There are also some within the European Parliament who cannot accept that the EU is negotiating a trade deal with the administration of Turkmen President Saparmurat Niyazov. One such critic is Cem Ozdemir, a German Green who has been trying to block the agreement.

"Turkmenistan is not [just] any country -- Turkmenistan is a country where, unfortunately, a dictator has hijacked the country and is leading one of the worst regimes in the world," Ozdemir says. "It's very ironic that the European Parliament -- with its huge majority of the left parties -- the social-democrats and the conservatives together are more and more willing to overlook the tragedy that going on in Turkmenistan."

Europeans have not shied away from commercial deals in the country. French builder Bouygues is one of many EU companies already doing business in Turkmenistan. Bouygues has been building many of the grand structures that President Niyazov has poured public money into, including a new ice-skating rink for his arid country.

More Than Just Rights

But Erika Dailey, of the Open Society Institute's Turkmenistan project, says the EU deal with Turkmenistan is not in keeping with EU policies.

"The trade deal offers privileges which would be completely inconsistent with the European Union's previous position condemning the human rights situation in Turkmenistan," Dailey says.

Beyond rights abuses in Turkmenistan, Dailey points out that there are fundamental reasons the deal offends EU standards.

"There's a second component to the trade agreement that requires that the 'principles for market economy' be in place in Turkmenistan prior to signing the deal," she says. "Turkmenistan doesn't even have a convertible currency. There's virtually no private sector; any private initiatives are quickly cut off; and the president controls a command economy."

Rush For Energy

European Parliamentarian Ozdemir says the EU appears willing to overlook those shortcomings to help solve another problem.

A compressor station at a Turkmen oil and gas field

"It's quite obvious that the reason that we're talking about this interim agreement right now is because the whole world is concerned about energy policy and energy resources," Ozdemir says. "And Turkmenistan is known as a country which has huge energy resources."

Ozdemir laments that the proposed deal stands in stark contrast to EU criticism of other countries.

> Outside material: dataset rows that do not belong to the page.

PR #744, opened 2018-06-15
Serverless Functions

nijikokun:
Adds documentation for the Serverless Function plugins.

### DIFF
--- a/app/plugins/serverless-functions.md
+++ b/app/plugins/serverless-functions.md
@@ -77,7 +77,7 @@ different priority in the plugin chain.
     -- Terminate request early if our custom authentication header
     -- does not exist
     if not custom_auth then
-      return kong.exit(401, "Invalid Credentials")
+      return kong.response.exit(401, "Invalid Credentials")
     end
 
     -- Remove custom authentication header from request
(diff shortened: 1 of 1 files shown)


app/plugins/serverless-functions.md
```diff
@@ -0,0 +1,157 @@
...
+  config:
+    - name: functions
+      required: true
+      default: "[]"
+      value_in_examples: "[]"
+      description: Array of stringified Lua code to be cached and run in sequence during access phase.
+
+---
+
+> **Note**: Serverless plugins are available in Enterprise as of version 0.32
```
coopr: This clause can be removed.

app/plugins/serverless-functions.md
```diff
@@ -0,0 +1,157 @@
...
+In short, serverless functions give you the full capabilities of a custom plugin
+in the access phase without ever redeploying / restarting Kong. 
+
+----
+
+### Notes
+
+#### Fake Upstreams
+
+Since the [Service][service-url] entity requires defining an upstream you may
```
coopr: Same comment as before - I think this needs to be "must" instead of "may". If "may" is in fact correct, I suggest clarifying what happens if you don't have a fake upstream and terminate the request.

nijikokun: It's `may`, in this context

app/plugins/serverless-functions.md
nijikokun: Good catch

"This would be a shame for the European Parliament, given the fact that on one side we're criticizing Belarus for human rights abuses and, on the other side, the majority in the foreign affairs committee of the European Parliament was willing to compromise on human rights in Turkmenistan," he adds.

'Rewarding Dictatorship'

Dailey warns that if the deal goes through, it could damage the EU's credibility.

"If the EU approves this deal without any of the required preconditions, then they would in fact be rewarding a massively abusive dictatorship," Dailey says.

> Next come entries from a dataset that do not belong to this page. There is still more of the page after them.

PR #750, opened 2018-06-21
fix(*) Update URL to notification widget

travispamaral:
The notification banner URL was never changed from Mashape and was causing a 404


thibaultcha:
LGTM, although could probably be removed nowadays - this was especially useful at a time where we had multiple websites to publish announcements to.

Ozdemir argues that, not only should the EU scrap the deal, it should also apply more pressure to encourage democratic reforms in Turkmenistan.

"We should take a very tough and clear position toward the leadership in Turkmenistan and take the side of the people in Turkmenistan," Ozdemir says. "And we should support those in Turkmenistan who want to become a full democracy -- for those who want Turkmenistan to become part of the civilized world and [we should] not make any compromises with the Turkmen leadership."

The European Parliament's Foreign and Trade committees have approved the deal. Now it faces debate in the full parliament. Passage there would send it on to the EU Council of Ministers, which could still reject it.

(Mohammad Tahir of RFE/RL's Turkmen Service contributed to this report.)